Your objective:
Each record has to be repeated exactly as given.

::::

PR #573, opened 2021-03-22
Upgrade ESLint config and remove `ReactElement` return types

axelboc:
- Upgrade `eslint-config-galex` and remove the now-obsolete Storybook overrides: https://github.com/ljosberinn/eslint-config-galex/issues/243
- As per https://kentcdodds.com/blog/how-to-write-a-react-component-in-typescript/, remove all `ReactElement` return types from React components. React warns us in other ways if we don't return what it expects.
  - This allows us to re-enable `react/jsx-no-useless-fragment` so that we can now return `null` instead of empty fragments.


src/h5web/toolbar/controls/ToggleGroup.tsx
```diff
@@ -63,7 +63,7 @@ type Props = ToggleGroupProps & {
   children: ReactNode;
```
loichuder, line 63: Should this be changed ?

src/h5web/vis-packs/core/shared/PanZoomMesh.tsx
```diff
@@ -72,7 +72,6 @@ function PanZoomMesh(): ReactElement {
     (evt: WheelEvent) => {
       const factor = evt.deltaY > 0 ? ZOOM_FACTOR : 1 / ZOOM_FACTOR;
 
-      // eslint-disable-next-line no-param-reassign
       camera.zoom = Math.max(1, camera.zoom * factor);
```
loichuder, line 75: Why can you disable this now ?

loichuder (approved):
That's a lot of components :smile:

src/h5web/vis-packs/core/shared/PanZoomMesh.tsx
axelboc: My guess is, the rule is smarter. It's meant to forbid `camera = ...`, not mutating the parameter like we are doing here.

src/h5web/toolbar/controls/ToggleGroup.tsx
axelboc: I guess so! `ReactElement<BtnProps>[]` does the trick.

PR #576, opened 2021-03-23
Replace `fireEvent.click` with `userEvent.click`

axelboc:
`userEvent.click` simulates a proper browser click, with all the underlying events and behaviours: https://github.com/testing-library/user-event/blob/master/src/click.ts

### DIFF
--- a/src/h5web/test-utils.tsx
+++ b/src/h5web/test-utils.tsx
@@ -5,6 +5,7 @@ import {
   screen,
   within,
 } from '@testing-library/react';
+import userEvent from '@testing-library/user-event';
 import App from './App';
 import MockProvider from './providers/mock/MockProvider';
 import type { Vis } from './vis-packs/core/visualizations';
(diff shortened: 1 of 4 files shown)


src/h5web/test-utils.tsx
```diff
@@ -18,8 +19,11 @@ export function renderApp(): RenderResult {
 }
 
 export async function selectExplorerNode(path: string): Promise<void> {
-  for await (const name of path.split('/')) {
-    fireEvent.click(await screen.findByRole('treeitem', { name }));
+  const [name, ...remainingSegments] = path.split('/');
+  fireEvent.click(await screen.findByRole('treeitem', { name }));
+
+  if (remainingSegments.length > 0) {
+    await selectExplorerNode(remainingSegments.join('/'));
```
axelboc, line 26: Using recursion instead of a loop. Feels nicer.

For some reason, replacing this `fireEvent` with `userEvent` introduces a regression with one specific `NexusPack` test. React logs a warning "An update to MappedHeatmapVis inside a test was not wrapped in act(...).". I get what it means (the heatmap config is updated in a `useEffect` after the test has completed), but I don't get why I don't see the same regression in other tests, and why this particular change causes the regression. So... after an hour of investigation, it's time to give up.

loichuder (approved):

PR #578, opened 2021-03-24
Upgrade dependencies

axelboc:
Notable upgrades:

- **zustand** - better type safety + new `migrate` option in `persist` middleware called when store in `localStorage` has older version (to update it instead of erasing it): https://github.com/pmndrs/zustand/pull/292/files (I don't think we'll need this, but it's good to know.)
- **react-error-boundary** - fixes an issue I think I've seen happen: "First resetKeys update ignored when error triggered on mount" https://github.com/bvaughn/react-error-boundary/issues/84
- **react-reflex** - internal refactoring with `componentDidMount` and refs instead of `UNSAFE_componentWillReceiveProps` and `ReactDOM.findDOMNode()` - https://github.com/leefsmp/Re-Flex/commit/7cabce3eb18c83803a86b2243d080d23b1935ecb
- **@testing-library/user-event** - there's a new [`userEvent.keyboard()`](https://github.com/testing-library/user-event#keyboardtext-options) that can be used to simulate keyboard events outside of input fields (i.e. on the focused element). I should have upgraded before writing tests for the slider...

::::

Exercise answer:
PR #573, opened 2021-03-22
Upgrade ESLint config and remove `ReactElement` return types

axelboc:
- Upgrade `eslint-config-galex` and remove the now-obsolete Storybook overrides: https://github.com/ljosberinn/eslint-config-galex/issues/243
- As per https://kentcdodds.com/blog/how-to-write-a-react-component-in-typescript/, remove all `ReactElement` return types from React components. React warns us in other ways if we don't return what it expects.
  - This allows us to re-enable `react/jsx-no-useless-fragment` so that we can now return `null` instead of empty fragments.


src/h5web/toolbar/controls/ToggleGroup.tsx
```diff
@@ -63,7 +63,7 @@ type Props = ToggleGroupProps & {
   children: ReactNode;
```
loichuder, line 63: Should this be changed ?

src/h5web/vis-packs/core/shared/PanZoomMesh.tsx
```diff
@@ -72,7 +72,6 @@ function PanZoomMesh(): ReactElement {
     (evt: WheelEvent) => {
       const factor = evt.deltaY > 0 ? ZOOM_FACTOR : 1 / ZOOM_FACTOR;
 
-      // eslint-disable-next-line no-param-reassign
       camera.zoom = Math.max(1, camera.zoom * factor);
```
loichuder, line 75: Why can you disable this now ?

loichuder (approved):
That's a lot of components :smile:

src/h5web/vis-packs/core/shared/PanZoomMesh.tsx
axelboc: My guess is, the rule is smarter. It's meant to forbid `camera = ...`, not mutating the parameter like we are doing here.

src/h5web/toolbar/controls/ToggleGroup.tsx
axelboc: I guess so! `ReactElement<BtnProps>[]` does the trick.

PR #576, opened 2021-03-23
Replace `fireEvent.click` with `userEvent.click`

axelboc:
`userEvent.click` simulates a proper browser click, with all the underlying events and behaviours: https://github.com/testing-library/user-event/blob/master/src/click.ts

### DIFF
--- a/src/h5web/test-utils.tsx
+++ b/src/h5web/test-utils.tsx
@@ -5,6 +5,7 @@ import {
   screen,
   within,
 } from '@testing-library/react';
+import userEvent from '@testing-library/user-event';
 import App from './App';
 import MockProvider from './providers/mock/MockProvider';
 import type { Vis } from './vis-packs/core/visualizations';
(diff shortened: 1 of 4 files shown)


src/h5web/test-utils.tsx
```diff
@@ -18,8 +19,11 @@ export function renderApp(): RenderResult {
 }
 
 export async function selectExplorerNode(path: string): Promise<void> {
-  for await (const name of path.split('/')) {
-    fireEvent.click(await screen.findByRole('treeitem', { name }));
+  const [name, ...remainingSegments] = path.split('/');
+  fireEvent.click(await screen.findByRole('treeitem', { name }));
+
+  if (remainingSegments.length > 0) {
+    await selectExplorerNode(remainingSegments.join('/'));
```
axelboc, line 26: Using recursion instead of a loop. Feels nicer.

For some reason, replacing this `fireEvent` with `userEvent` introduces a regression with one specific `NexusPack` test. React logs a warning "An update to MappedHeatmapVis inside a test was not wrapped in act(...).". I get what it means (the heatmap config is updated in a `useEffect` after the test has completed), but I don't get why I don't see the same regression in other tests, and why this particular change causes the regression. So... after an hour of investigation, it's time to give up.

loichuder (approved):

PR #578, opened 2021-03-24
Upgrade dependencies

axelboc:
Notable upgrades:

- **zustand** - better type safety + new `migrate` option in `persist` middleware called when store in `localStorage` has older version (to update it instead of erasing it): https://github.com/pmndrs/zustand/pull/292/files (I don't think we'll need this, but it's good to know.)
- **react-error-boundary** - fixes an issue I think I've seen happen: "First resetKeys update ignored when error triggered on mount" https://github.com/bvaughn/react-error-boundary/issues/84
- **react-reflex** - internal refactoring with `componentDidMount` and refs instead of `UNSAFE_componentWillReceiveProps` and `ReactDOM.findDOMNode()` - https://github.com/leefsmp/Re-Flex/commit/7cabce3eb18c83803a86b2243d080d23b1935ecb
- **@testing-library/user-event** - there's a new [`userEvent.keyboard()`](https://github.com/testing-library/user-event#keyboardtext-options) that can be used to simulate keyboard events outside of input fields (i.e. on the focused element). I should have upgraded before writing tests for the slider...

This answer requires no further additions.